第2話

馬車に揺られて一日も経たなかったな。

「さあ、エイプランに到着したぞ!」って屈強な男がばしばしと俺の背中を叩いてきた。

こういう時なんて言うんだっけか。そうそう「ありがとう」だな。以前冒険者の1人に化けた時に覚えたんだ。

しかし、降りて周りを見渡してみたはいいものの……街っていうからには人間がたくさん歩いてて活気があるイメージだったんだけど。全然じゃねーかオイ。


「まあしょうがねえ。5年前の満ち潮で真っ先にやられちまったからなここは」

満ち潮……なんだそりゃ? って疑問に弓矢の女が教えてくれた。

「私たちはモンスターの出現の増減を海に例えてるんです。つまり満ち潮というのは大量に出てくるということですね」

なるほど全然分からん。つーか海も知らないし。

だがこれ以上質問を増やしたりすると逆にこいつらにウザがられそうだしな。もう一度「ありがとう」って答えておいた。

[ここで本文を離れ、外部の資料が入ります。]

PR #642, opened 2026-08-12
OAuth: Rework token validation

nodh:
Reworks the validation of OAuth tokens, to prepare for DPoP-combined mode https://www.ietf.org/archive/id/draft-ietf-oauth-attestation-based-client-auth-10.html#name-dpop-combined-mode

### DIFF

「以前はエイプランもそこそこ人がいたんだがな……」男は寂しげな顔をしてまた俺に説明してくれた。まあいいか、勉強になるし。


全裸にコート羽織った俺がついた先。そこは……うん、やっぱりお世辞にも素敵な作りとはいえないが、そこそこ大きな二階建ての家だった。岩山とかじゃない。木を組んで造られたものだ。

そして目の前のデカい門の上には、これまた巨大な剣が突き刺さっているし。なんか見るもの全て変なモンばかりだ。

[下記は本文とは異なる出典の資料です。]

PR #646, opened 2026-08-14
OAuth: Bind client authentication to internal state

nodh:
Bind client authentication to the internal state, so that we can't confuse authenticated clients across requests.

### DIFF
--- a/vck-openid/src/commonMain/kotlin/at/asitplus/wallet/lib/oauth2/SimpleAuthorizationService.kt
+++ b/vck-openid/src/commonMain/kotlin/at/asitplus/wallet/lib/oauth2/SimpleAuthorizationService.kt
@@ -317,15 +317,16 @@ class SimpleAuthorizationService @JvmOverloads constructor(
     ) = catching {
         val actualRequest = request.extractPushedRequestParams()
         Napier.i("par called with $actualRequest")
-        val authenticatedClient = clientAuthenticationService
+        val client = clientAuthenticationService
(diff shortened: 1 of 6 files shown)


vck-openid/src/commonMain/kotlin/at/asitplus/wallet/lib/oauth2/SimpleAuthorizationService.kt
```diff
@@ -706,3 +738,8 @@ data class ResponseWithDpopNonce<T>(
     val response: T,
     val dpopNonce: String?,
 )
+
+data class PushedAuthorizationRequest(
```
n0900, line 742: Can this be internal? / misleading name?
PAR just allows to push `AuthenticationRequestParameters` or a `RequestObject` (==`JwsSigned<AuthenticationRequestParameters>`) to an `/par` endpoint but doesnt define a new format itself right?

nodh: Should be internal, but then implementers of `MapStore` (constructor parameter) can't use this to serialize it or do anything else.

n0900: We should still probably rename/document that this is not a true PAR class but only an internal model.

JesusMcCloud (approved):
lgtm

俺はパーティにお礼と別れを告げて、その巨大な門を……


……めちゃくちゃ重いけど、どうにか開けた。なんかメキメキって変な音がしたけど気にしない。


目の前に広がる建物。これがカーマの手紙に書いてあった「エイプラン孤児院兼冒険者養成学校」か。

馬車の中で丸まってて痛くなってた背中をピンと伸ばす。

そうだ、思いっきり背伸びをして……えっと、まずはどこに行けばいいのかな。手紙渡さねえと。

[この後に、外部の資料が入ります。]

PR #649, opened 2026-08-17
OAuth: Implement DPoP combined mode for client authentication

nodh:
Final PR in the large stack: Actually implement DPoP combined mode defined in [OAuth 2.0 Attestation-Based Client Authentication](https://www.ietf.org/archive/id/draft-ietf-oauth-attestation-based-client-auth-10.html#name-dpop-combined-mode) referencing [OAuth 2.0 Demonstrating Proof of Possession (DPoP)](https://datatracker.ietf.org/doc/html/rfc9449)


JesusMcCloud (approved):
Looking good, but I have yet to reach the top of the stack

そんなことを考えて建物の前の広場をうろついてるうちに、気持ちいい風が身体中に吹きつけてきた。すっげえ心地いい。


「あ、あの……」


ふと、後ろから女っぽい声が。さっきの弓矢とは違う人間なことは確かだ。しかしどこを見ても姿が見えない。


「えっと、その……」


よく見たら校舎の隣にでっかい木が。全然気づかなかった。

その陰からすっげえ小さな声で、なんか俺を呼んでるっぽい。


「な、なんであなた、服着てないんですか……?」


言われてみたら確かに。俺はずっとコートの下はハダカだった。さすがにカーマを埋める時にあいつから身ぐるみ取ってしまうのは気の毒に思えたんだよな。まあ別に俺はシェイプシフターだし。つまりモンスターってやつだ。生まれた時からずっとハダカだ。全然恥ずかしく……


「みんな見てますよ……」

「え?」

「だーかーら! 校舎ちゃんと見なさいってば! 生徒たちみんなあんたのすっぽんぽんな姿見ちゃってるんです! 隠してください!」


ようやく木の陰から女が出てきた。しかもなんなんだコイツ、すげえ顔真っ赤だし。悪いもんでも食ったのか?

胸まで覆ったスカートに身を包んだ女。右手には剣……じゃなくて枯れ枝を束ねた、おおよそ武器とは言えないものを握っている。

それと、秋に色づく葉っぱのような真っ赤な髪の毛。